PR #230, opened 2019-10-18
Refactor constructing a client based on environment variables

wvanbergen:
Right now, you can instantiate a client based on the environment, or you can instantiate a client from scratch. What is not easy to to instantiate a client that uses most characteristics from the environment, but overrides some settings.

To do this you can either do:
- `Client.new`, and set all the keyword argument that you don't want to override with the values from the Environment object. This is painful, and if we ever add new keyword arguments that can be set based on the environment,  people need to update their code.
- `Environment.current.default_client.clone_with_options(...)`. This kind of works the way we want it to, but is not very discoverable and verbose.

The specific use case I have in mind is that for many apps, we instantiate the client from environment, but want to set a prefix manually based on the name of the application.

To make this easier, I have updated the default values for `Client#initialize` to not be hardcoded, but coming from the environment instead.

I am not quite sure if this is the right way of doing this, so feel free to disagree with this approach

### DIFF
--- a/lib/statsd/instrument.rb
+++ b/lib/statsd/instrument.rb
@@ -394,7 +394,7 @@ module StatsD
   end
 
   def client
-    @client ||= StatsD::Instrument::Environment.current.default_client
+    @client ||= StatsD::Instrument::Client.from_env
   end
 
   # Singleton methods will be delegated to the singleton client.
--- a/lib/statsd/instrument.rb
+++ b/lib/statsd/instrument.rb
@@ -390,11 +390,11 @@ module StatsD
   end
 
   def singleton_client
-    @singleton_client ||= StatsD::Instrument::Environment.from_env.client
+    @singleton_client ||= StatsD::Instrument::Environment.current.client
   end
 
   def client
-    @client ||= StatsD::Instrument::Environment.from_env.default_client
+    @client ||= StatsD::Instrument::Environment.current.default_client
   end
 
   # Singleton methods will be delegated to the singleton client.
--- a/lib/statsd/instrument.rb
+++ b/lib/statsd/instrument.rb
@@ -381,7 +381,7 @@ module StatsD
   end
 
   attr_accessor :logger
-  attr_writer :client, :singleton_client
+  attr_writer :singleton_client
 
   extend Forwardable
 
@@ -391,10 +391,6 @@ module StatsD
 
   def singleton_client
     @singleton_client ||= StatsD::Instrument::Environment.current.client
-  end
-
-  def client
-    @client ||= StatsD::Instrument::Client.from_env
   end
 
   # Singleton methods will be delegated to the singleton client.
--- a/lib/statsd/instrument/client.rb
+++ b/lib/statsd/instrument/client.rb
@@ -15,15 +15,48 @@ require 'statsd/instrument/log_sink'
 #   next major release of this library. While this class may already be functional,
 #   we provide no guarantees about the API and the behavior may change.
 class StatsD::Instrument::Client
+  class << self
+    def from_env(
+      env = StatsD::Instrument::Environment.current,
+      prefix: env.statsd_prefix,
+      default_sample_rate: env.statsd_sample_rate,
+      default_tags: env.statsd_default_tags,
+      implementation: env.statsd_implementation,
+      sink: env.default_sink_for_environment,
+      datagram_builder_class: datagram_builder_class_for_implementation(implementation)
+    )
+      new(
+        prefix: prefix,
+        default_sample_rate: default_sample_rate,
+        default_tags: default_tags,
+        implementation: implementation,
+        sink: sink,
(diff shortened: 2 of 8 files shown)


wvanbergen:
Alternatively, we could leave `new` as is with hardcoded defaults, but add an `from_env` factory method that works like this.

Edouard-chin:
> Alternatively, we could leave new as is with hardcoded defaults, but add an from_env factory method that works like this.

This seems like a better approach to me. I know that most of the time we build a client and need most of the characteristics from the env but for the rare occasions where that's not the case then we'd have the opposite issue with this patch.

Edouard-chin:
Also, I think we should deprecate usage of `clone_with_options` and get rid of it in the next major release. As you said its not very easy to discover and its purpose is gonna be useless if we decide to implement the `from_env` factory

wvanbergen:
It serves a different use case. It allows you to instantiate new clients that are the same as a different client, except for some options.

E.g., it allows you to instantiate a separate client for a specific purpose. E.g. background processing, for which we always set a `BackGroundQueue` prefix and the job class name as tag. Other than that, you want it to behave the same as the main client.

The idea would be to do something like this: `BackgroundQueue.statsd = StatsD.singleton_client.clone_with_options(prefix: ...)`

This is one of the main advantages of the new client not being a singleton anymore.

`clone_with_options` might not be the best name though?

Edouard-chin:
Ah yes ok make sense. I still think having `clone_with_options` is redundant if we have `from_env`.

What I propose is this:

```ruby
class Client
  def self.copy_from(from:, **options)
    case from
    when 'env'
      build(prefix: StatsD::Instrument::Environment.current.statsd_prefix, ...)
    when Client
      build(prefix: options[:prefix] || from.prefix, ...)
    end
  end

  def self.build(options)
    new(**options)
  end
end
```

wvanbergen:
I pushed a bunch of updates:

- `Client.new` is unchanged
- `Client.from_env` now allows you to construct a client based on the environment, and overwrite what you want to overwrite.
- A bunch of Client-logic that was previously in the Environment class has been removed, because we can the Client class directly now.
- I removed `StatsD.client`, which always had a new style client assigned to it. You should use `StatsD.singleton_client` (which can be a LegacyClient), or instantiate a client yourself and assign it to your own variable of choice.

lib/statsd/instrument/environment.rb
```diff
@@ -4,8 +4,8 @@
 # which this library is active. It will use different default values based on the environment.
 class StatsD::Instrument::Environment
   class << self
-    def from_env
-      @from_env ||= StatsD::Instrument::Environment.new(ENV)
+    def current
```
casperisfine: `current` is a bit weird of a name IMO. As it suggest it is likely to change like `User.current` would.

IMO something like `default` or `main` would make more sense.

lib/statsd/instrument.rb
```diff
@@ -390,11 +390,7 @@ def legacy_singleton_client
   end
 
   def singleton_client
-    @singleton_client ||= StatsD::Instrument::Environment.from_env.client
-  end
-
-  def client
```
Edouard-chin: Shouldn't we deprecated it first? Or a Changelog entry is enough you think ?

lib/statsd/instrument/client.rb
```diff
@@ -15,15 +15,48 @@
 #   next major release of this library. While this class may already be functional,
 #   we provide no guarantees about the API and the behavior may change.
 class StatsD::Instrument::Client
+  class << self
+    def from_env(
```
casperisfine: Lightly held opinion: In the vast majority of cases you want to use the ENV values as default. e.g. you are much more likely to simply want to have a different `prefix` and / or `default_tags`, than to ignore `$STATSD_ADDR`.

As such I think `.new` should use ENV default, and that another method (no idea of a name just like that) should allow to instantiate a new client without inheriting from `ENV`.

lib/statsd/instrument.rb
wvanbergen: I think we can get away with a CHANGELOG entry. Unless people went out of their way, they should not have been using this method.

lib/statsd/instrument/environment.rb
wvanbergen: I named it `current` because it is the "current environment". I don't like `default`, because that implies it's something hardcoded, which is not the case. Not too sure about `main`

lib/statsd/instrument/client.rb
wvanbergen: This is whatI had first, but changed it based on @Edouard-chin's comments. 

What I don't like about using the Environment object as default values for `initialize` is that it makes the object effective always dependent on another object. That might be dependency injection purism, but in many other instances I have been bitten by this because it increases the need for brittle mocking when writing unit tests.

__How to complete this task__:
Having looked over the entries above, reproduce all of them exactly.

__Written answer__:
PR #230, opened 2019-10-18
Refactor constructing a client based on environment variables

wvanbergen:
Right now, you can instantiate a client based on the environment, or you can instantiate a client from scratch. What is not easy to to instantiate a client that uses most characteristics from the environment, but overrides some settings.

To do this you can either do:
- `Client.new`, and set all the keyword argument that you don't want to override with the values from the Environment object. This is painful, and if we ever add new keyword arguments that can be set based on the environment,  people need to update their code.
- `Environment.current.default_client.clone_with_options(...)`. This kind of works the way we want it to, but is not very discoverable and verbose.

The specific use case I have in mind is that for many apps, we instantiate the client from environment, but want to set a prefix manually based on the name of the application.

To make this easier, I have updated the default values for `Client#initialize` to not be hardcoded, but coming from the environment instead.

I am not quite sure if this is the right way of doing this, so feel free to disagree with this approach

### DIFF
--- a/lib/statsd/instrument.rb
+++ b/lib/statsd/instrument.rb
@@ -394,7 +394,7 @@ module StatsD
   end
 
   def client
-    @client ||= StatsD::Instrument::Environment.current.default_client
+    @client ||= StatsD::Instrument::Client.from_env
   end
 
   # Singleton methods will be delegated to the singleton client.
--- a/lib/statsd/instrument.rb
+++ b/lib/statsd/instrument.rb
@@ -390,11 +390,11 @@ module StatsD
   end
 
   def singleton_client
-    @singleton_client ||= StatsD::Instrument::Environment.from_env.client
+    @singleton_client ||= StatsD::Instrument::Environment.current.client
   end
 
   def client
-    @client ||= StatsD::Instrument::Environment.from_env.default_client
+    @client ||= StatsD::Instrument::Environment.current.default_client
   end
 
   # Singleton methods will be delegated to the singleton client.
--- a/lib/statsd/instrument.rb
+++ b/lib/statsd/instrument.rb
@@ -381,7 +381,7 @@ module StatsD
   end
 
   attr_accessor :logger
-  attr_writer :client, :singleton_client
+  attr_writer :singleton_client
 
   extend Forwardable
 
@@ -391,10 +391,6 @@ module StatsD
 
   def singleton_client
     @singleton_client ||= StatsD::Instrument::Environment.current.client
-  end
-
-  def client
-    @client ||= StatsD::Instrument::Client.from_env
   end
 
   # Singleton methods will be delegated to the singleton client.
--- a/lib/statsd/instrument/client.rb
+++ b/lib/statsd/instrument/client.rb
@@ -15,15 +15,48 @@ require 'statsd/instrument/log_sink'
 #   next major release of this library. While this class may already be functional,
 #   we provide no guarantees about the API and the behavior may change.
 class StatsD::Instrument::Client
+  class << self
+    def from_env(
+      env = StatsD::Instrument::Environment.current,
+      prefix: env.statsd_prefix,
+      default_sample_rate: env.statsd_sample_rate,
+      default_tags: env.statsd_default_tags,
+      implementation: env.statsd_implementation,
+      sink: env.default_sink_for_environment,
+      datagram_builder_class: datagram_builder_class_for_implementation(implementation)
+    )
+      new(
+        prefix: prefix,
+        default_sample_rate: default_sample_rate,
+        default_tags: default_tags,
+        implementation: implementation,
+        sink: sink,
(diff shortened: 2 of 8 files shown)


wvanbergen:
Alternatively, we could leave `new` as is with hardcoded defaults, but add an `from_env` factory method that works like this.

Edouard-chin:
> Alternatively, we could leave new as is with hardcoded defaults, but add an from_env factory method that works like this.

This seems like a better approach to me. I know that most of the time we build a client and need most of the characteristics from the env but for the rare occasions where that's not the case then we'd have the opposite issue with this patch.

Edouard-chin:
Also, I think we should deprecate usage of `clone_with_options` and get rid of it in the next major release. As you said its not very easy to discover and its purpose is gonna be useless if we decide to implement the `from_env` factory

wvanbergen:
It serves a different use case. It allows you to instantiate new clients that are the same as a different client, except for some options.

E.g., it allows you to instantiate a separate client for a specific purpose. E.g. background processing, for which we always set a `BackGroundQueue` prefix and the job class name as tag. Other than that, you want it to behave the same as the main client.

The idea would be to do something like this: `BackgroundQueue.statsd = StatsD.singleton_client.clone_with_options(prefix: ...)`

This is one of the main advantages of the new client not being a singleton anymore.

`clone_with_options` might not be the best name though?

Edouard-chin:
Ah yes ok make sense. I still think having `clone_with_options` is redundant if we have `from_env`.

What I propose is this:

```ruby
class Client
  def self.copy_from(from:, **options)
    case from
    when 'env'
      build(prefix: StatsD::Instrument::Environment.current.statsd_prefix, ...)
    when Client
      build(prefix: options[:prefix] || from.prefix, ...)
    end
  end

  def self.build(options)
    new(**options)
  end
end
```

wvanbergen:
I pushed a bunch of updates:

- `Client.new` is unchanged
- `Client.from_env` now allows you to construct a client based on the environment, and overwrite what you want to overwrite.
- A bunch of Client-logic that was previously in the Environment class has been removed, because we can the Client class directly now.
- I removed `StatsD.client`, which always had a new style client assigned to it. You should use `StatsD.singleton_client` (which can be a LegacyClient), or instantiate a client yourself and assign it to your own variable of choice.

lib/statsd/instrument/environment.rb
```diff
@@ -4,8 +4,8 @@
 # which this library is active. It will use different default values based on the environment.
 class StatsD::Instrument::Environment
   class << self
-    def from_env
-      @from_env ||= StatsD::Instrument::Environment.new(ENV)
+    def current
```
casperisfine: `current` is a bit weird of a name IMO. As it suggest it is likely to change like `User.current` would.

IMO something like `default` or `main` would make more sense.

lib/statsd/instrument.rb
```diff
@@ -390,11 +390,7 @@ def legacy_singleton_client
   end
 
   def singleton_client
-    @singleton_client ||= StatsD::Instrument::Environment.from_env.client
-  end
-
-  def client
```
Edouard-chin: Shouldn't we deprecated it first? Or a Changelog entry is enough you think ?

lib/statsd/instrument/client.rb
```diff
@@ -15,15 +15,48 @@
 #   next major release of this library. While this class may already be functional,
 #   we provide no guarantees about the API and the behavior may change.
 class StatsD::Instrument::Client
+  class << self
+    def from_env(
```
casperisfine: Lightly held opinion: In the vast majority of cases you want to use the ENV values as default. e.g. you are much more likely to simply want to have a different `prefix` and / or `default_tags`, than to ignore `$STATSD_ADDR`.

As such I think `.new` should use ENV default, and that another method (no idea of a name just like that) should allow to instantiate a new client without inheriting from `ENV`.

lib/statsd/instrument.rb
wvanbergen: I think we can get away with a CHANGELOG entry. Unless people went out of their way, they should not have been using this method.

lib/statsd/instrument/environment.rb
wvanbergen: I named it `current` because it is the "current environment". I don't like `default`, because that implies it's something hardcoded, which is not the case. Not too sure about `main`

lib/statsd/instrument/client.rb
wvanbergen: This is whatI had first, but changed it based on @Edouard-chin's comments. 

What I don't like about using the Environment object as default values for `initialize` is that it makes the object effective always dependent on another object. That might be dependency injection purism, but in many other instances I have been bitten by this because it increases the need for brittle mocking when writing unit tests.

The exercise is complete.